*** Opening of Supplied material ***
PR #384, opened 2021-01-02
Fix for incorrect reading of parameters

CasperSchippers:
This is a fix for two bugs that occur when reading the results back into pymeasure:

- a `BooleanParameter` get incorrectly interpreted (always as `True`, independent of the actual value, since the bool-value of a non-empty string is `True`)
- a `Parameter` that contains a space gets cut-off at this space (since the space is also used to separate values and units).


tests/experiment/data/results_for_testing_parameters.csv
```diff
@@ -0,0 +1,212 @@
+#Procedure: <test_results.test_parameter_reading.<locals>.DummyProcedure>
+#Parameters:
+#	Directory string: //test directory with space/test_filename.csv
```
bilderbuchi, line 3: It's probably not material to this test, but this path starting with `//` looks really strange. :-)

pymeasure/experiment/results.py
```diff
@@ -269,7 +269,7 @@ def units_found(parameter, units):
             if parameter.name in parameters:
                 value, units = parameters[parameter.name]
 
-                if units_found(parameter, units):
+                if units_found(parameter, units) or (type(parameter) == Parameter and units is not None):
```
CasperSchippers, line 272: In my fix for the string with space bug I simply extended the if-statement that was already there. I wonder though what the purpose was for the original if-statement, since I couldn't find a case where this was True, nor could think of a case where this should be True. Do you have an idea why it was there @cjermain (a variant of this seems to have been there since your first commit)?

tests/experiment/data/results_for_testing_parameters.csv
CasperSchippers: Yeah, you're right, it's a bit strange but not material; I'll change it anyway.

pymeasure/experiment/results.py
bilderbuchi, line 272: `procedure.parameter_objects()` returns a dict of Parameters, so is it actually possible that `parameter` is not a `Parameter`? Also, typically it's preferable to use `isinstance`  to check object type - or are you intending to check for the base class only?

pymeasure/experiment/parameters.py
```diff
@@ -138,6 +138,12 @@ def value(self):
 
     @value.setter
     def value(self, value):
+        if isinstance(value, str):
+            if value.lower() in "true":
```
bilderbuchi, line 142: Should compare with `==`?

pymeasure/experiment/parameters.py
```diff
@@ -138,6 +138,12 @@ def value(self):
...
+                value = True
+            elif value.lower() == "false":
+                value = False
+
```
bilderbuchi, line 146: Shouldn't there be an `else` clause that errors out? What kind of `value` strings do you want to accept here? I think as implemented (case-insensitive "true"/"false") is reasonable. As it is, i think a value of `"0"` or `"blalblubb"` would be stored as `True`, which is probably not intended.

pymeasure/experiment/parameters.py
CasperSchippers: oh yeah, good one.

pymeasure/experiment/results.py
CasperSchippers: Yes, I intend to check for a base class only (hence it is indeed possible to have a `parameter` that is not a `Parameter` but rather one of the subclasses) since I think only in the `Parameter` base class it makes sense to have a space somewhere in the value.

pymeasure/experiment/parameters.py
CasperSchippers: I didn't implement the `else` clause because I thought to leave as much of the original behavior as possible; there is specifically a test (tests\experiment\test_parameters.py::test_boolean_value) that tests for a `BooleanParameter` accepting a string ('a' in this case) and expects it to result in `True`.
I do agree that it makes no sense for the `BooleanParameter` to accept other strings, so do you think I should modify this test-case?

pymeasure/experiment/results.py
bilderbuchi: >  parameter that is not a Parameter but rather one of the subclasses

Hold on, though, a `BooleanParameter`, being a subclass, *is a* `Parameter` (see behaviour of `isinstance()`)

A behaviour that is valid for a base class, but not a subclass, looks like a code smell to me. I realise this might be hard to change now, but we should try to not compound/rely on that too much if possible.

pymeasure/experiment/parameters.py
bilderbuchi: hmm, I lean towards changing the expected/tested behaviour. Can you find out who implemented that test? (probably @cjermain  :D)

bilderbuchi: > leave as much of the original behavior as possible

good call on that decision, by the way! In principle the right way to go. As we are still < 1.0 (but around for quite some time), maybe we should start collecting behaviour that we want to change/break before 1.0, and have one release later that implements all the breaks in one go, with good documentation.

pymeasure/experiment/results.py
CasperSchippers: I completely agree on that, but I couldn't think of a better approach.
An alternative would by to replace `type(parameter) == Parameter` by `not hasattr(parameter, 'units')` such that value and units are combined only when the `Parameter` has not units; in that case the full string is also passed to `BooleanParameter`, though you might expect that this never has any consequence as a string for the `BooleanParameter` should in principle always be `False` or `True`.

Another way would be to always pass the full string (so probably not even separate the value and unit from the string) and only perform the separation within the Parameter subclasses where it makes sense.

pymeasure/experiment/parameters.py
CasperSchippers: > Can you find out who implemented that test?

Indeed, as far is I can find it was implemented by @cjermain, so maybe he can comment on this behavior.

pymeasure/experiment/results.py
bilderbuchi: puh, no idea to be honest :-P

CasperSchippers:
I decided to move the interpretation of the strings (when read from a file) to the setter of the `value` in the respective `Parameter` classes, meaning that always the full string is passed to the `Parameter` and there the unit (if a unit is present and if applicable) is removed from the string.

Hendrick42:
Hi @CasperSchippers, is it possible to split the PR with no big effort?
In my oppinion the "Parameter fix" could be merged right now. 
The Boolean part can be left open for discussion? (For me, Boolean should be only t/True f/False

CasperSchippers:
> Hi @CasperSchippers, is it possible to split the PR with no big effort?
It's a bit annoying to split the PR, so I'll leave it as a single PR

> The Boolean part can be left open for discussion? (For me, Boolean should be only t/True f/False
Do you mean that it now also interprets numbers as a boolean? In that case I partly agree: I do not see the use of accepting values other than 0 or 1 as a boolean, but I do think that 0 and 1 should still be accepted.
I added a suggestion to incorporate this, though I do would like to hear from @cjermain or @bilderbuchi if they agree, since there was a test-case that checked whether another number would accepted (but I don't know the idea behind that test).

bilderbuchi:
The change to only accepting 0 and 1 is fine with me.

Hendrick42:
> Do you mean that it now also interprets numbers as a boolean? In that case I partly agree: I do not see the use of accepting values other than 0 or 1 as a boolean, but I do think that 0 and 1 should still be accepted.

t/True f/False and 0 1 are fine for backwards compatibility

cjermain:
Looks good. Thanks @CasperSchippers!

PR #388, opened 2021-01-05
Update instrument.py

AdityaOP:
To read bytes from the instrument read_bytes is necessary. So I added read_bytetes method in instrument.py file.
Thank You,
Aditya.

### DIFF
--- a/pymeasure/instruments/instrument.py
+++ b/pymeasure/instruments/instrument.py
@@ -103,6 +103,12 @@ class Instrument(object):
         response.
         """
         return self.adapter.read()
+    
+    def read_bytes(self):
+        """ Read bytes from the instrument through the adapter and returns the
+        response.
+        """
+        return self.adapter.read_bytes(size = 100)
 
     def values(self, command, **kwargs):
         """ Reads a set of values from the instrument through the adapter,


msmttchr:
@AdityaOP, is this only applicable to visa adapter ? What is the use of this method ?
Have you checked `values` and `binary_values` method to read data from instrument ?

AdityaOP:
As only visa adapter has that method, its only applicable to visa adapter. This method returns bytes which are stored in Instrument. I try to read bytes using values and binary_values but it did not work as values returns list and binary values return Numpy Array.

bilderbuchi:
Then as it is now this will not work because using other adapters this will throw an error when used.
Is it possible for you to use `instrument.adapter.read_bytes` in your instrument implementation, instead?

AdityaOP:
@bilderbuchi Yes, I try to use instrument.adapter.read_bytes in my program and I can directly use it. Thank you. But I think in Instrument.py only visa adapter is imported.

moritzj29:
for refrence: this was already discussed in #226 and #227 
`self.adapter.read_bytes()` works well e.g. for the Agilent B1500 instrument

bilderbuchi:
Yes, please let's go with `self.adapter.read_bytes()` for now. If we were to include this in `Instrument`, all the other adapters would need to gain the same method to keep a common API.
*** Close of Supplied material ***
Sift through the material above and copy each line that holds "much".

CasperSchippers: I didn't implement the `else` clause because I thought to leave as much of the original behavior as possible; there is specifically a test (tests\experiment\test_parameters.py::test_boolean_value) that tests for a `BooleanParameter` accepting a string ('a' in this case) and expects it to result in `True`.
A behaviour that is valid for a base class, but not a subclass, looks like a code smell to me. I realise this might be hard to change now, but we should try to not compound/rely on that too much if possible.
bilderbuchi: > leave as much of the original behavior as possible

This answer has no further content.